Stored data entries
BEGIN
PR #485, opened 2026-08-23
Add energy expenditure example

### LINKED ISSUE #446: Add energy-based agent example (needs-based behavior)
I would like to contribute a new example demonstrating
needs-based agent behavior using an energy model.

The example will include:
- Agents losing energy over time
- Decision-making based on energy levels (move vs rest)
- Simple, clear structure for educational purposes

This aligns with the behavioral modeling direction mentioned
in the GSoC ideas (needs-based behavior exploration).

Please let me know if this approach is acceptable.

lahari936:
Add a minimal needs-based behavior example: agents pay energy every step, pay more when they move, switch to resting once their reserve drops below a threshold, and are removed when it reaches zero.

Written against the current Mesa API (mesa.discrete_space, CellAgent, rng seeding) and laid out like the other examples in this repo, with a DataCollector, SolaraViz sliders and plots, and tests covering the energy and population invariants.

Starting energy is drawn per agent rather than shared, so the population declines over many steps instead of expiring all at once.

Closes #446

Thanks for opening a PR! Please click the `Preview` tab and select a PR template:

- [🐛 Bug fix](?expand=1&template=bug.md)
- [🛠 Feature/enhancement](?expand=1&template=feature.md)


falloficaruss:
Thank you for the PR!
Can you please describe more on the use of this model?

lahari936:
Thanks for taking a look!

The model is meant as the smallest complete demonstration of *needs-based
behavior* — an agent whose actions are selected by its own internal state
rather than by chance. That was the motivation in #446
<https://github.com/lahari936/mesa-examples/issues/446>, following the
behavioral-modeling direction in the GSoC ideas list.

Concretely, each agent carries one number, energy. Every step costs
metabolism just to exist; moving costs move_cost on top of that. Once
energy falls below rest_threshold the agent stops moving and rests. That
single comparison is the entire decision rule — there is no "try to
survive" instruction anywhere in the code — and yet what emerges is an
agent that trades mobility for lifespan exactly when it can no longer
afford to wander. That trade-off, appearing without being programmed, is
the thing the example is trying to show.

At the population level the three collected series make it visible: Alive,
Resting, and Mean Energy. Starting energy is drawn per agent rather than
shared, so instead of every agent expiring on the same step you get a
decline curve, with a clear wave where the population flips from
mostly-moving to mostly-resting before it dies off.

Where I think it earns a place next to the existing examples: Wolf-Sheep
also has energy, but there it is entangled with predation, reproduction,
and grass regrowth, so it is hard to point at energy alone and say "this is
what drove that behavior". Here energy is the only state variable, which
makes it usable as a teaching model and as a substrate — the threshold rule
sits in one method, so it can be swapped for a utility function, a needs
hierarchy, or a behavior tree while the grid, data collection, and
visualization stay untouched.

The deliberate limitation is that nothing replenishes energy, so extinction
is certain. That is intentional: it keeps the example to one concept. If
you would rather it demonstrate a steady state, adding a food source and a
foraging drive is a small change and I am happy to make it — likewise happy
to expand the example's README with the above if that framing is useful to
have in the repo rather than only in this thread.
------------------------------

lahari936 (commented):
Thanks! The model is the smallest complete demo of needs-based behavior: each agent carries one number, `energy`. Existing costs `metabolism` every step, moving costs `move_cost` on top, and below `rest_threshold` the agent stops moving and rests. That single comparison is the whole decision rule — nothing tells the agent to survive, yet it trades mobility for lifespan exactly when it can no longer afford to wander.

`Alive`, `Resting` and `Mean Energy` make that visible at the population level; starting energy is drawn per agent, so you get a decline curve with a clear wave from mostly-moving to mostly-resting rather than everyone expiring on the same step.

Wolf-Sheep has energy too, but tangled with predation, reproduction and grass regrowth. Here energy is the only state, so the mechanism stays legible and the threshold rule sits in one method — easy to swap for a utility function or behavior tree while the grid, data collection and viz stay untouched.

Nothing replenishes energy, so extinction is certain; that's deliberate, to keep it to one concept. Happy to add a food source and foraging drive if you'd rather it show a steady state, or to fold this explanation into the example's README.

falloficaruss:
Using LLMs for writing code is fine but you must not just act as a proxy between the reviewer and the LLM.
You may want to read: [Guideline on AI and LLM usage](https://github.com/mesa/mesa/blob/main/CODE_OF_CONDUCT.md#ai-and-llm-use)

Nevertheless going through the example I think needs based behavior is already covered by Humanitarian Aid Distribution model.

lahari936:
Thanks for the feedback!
END
BEGIN
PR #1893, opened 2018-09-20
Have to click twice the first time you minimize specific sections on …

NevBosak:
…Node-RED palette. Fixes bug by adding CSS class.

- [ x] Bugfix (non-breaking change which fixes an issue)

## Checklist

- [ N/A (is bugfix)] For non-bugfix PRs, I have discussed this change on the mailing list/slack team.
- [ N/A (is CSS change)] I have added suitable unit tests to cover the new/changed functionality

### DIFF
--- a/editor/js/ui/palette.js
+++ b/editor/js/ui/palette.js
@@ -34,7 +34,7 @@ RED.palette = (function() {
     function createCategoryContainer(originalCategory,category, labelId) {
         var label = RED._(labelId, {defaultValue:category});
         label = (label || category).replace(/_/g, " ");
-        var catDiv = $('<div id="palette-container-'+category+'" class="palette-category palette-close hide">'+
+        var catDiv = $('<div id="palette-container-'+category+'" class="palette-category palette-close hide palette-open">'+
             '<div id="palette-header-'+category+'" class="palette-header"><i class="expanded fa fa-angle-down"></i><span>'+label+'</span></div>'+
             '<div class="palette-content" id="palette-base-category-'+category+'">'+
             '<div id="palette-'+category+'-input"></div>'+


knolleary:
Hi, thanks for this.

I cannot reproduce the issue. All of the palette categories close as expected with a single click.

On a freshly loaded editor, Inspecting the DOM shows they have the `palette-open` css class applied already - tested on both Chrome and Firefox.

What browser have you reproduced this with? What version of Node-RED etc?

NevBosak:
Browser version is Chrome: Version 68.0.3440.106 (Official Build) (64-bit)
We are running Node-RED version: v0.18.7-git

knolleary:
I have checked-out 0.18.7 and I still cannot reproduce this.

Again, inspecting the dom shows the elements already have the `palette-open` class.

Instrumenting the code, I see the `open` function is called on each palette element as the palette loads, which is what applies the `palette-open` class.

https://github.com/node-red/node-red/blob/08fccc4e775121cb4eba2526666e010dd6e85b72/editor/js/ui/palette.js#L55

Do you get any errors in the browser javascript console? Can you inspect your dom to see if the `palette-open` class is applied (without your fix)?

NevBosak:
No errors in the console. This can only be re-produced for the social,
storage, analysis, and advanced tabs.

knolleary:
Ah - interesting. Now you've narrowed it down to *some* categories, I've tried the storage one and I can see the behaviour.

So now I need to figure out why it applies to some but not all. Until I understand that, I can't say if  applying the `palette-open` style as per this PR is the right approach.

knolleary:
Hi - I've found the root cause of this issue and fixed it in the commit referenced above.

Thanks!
END
> _Exercise requirements_: Which lines in the data above hold the word "ideas"? Return each of them.

> _Problem solution_:
in the GSoC ideas (needs-based behavior exploration).
behavioral-modeling direction in the GSoC ideas list.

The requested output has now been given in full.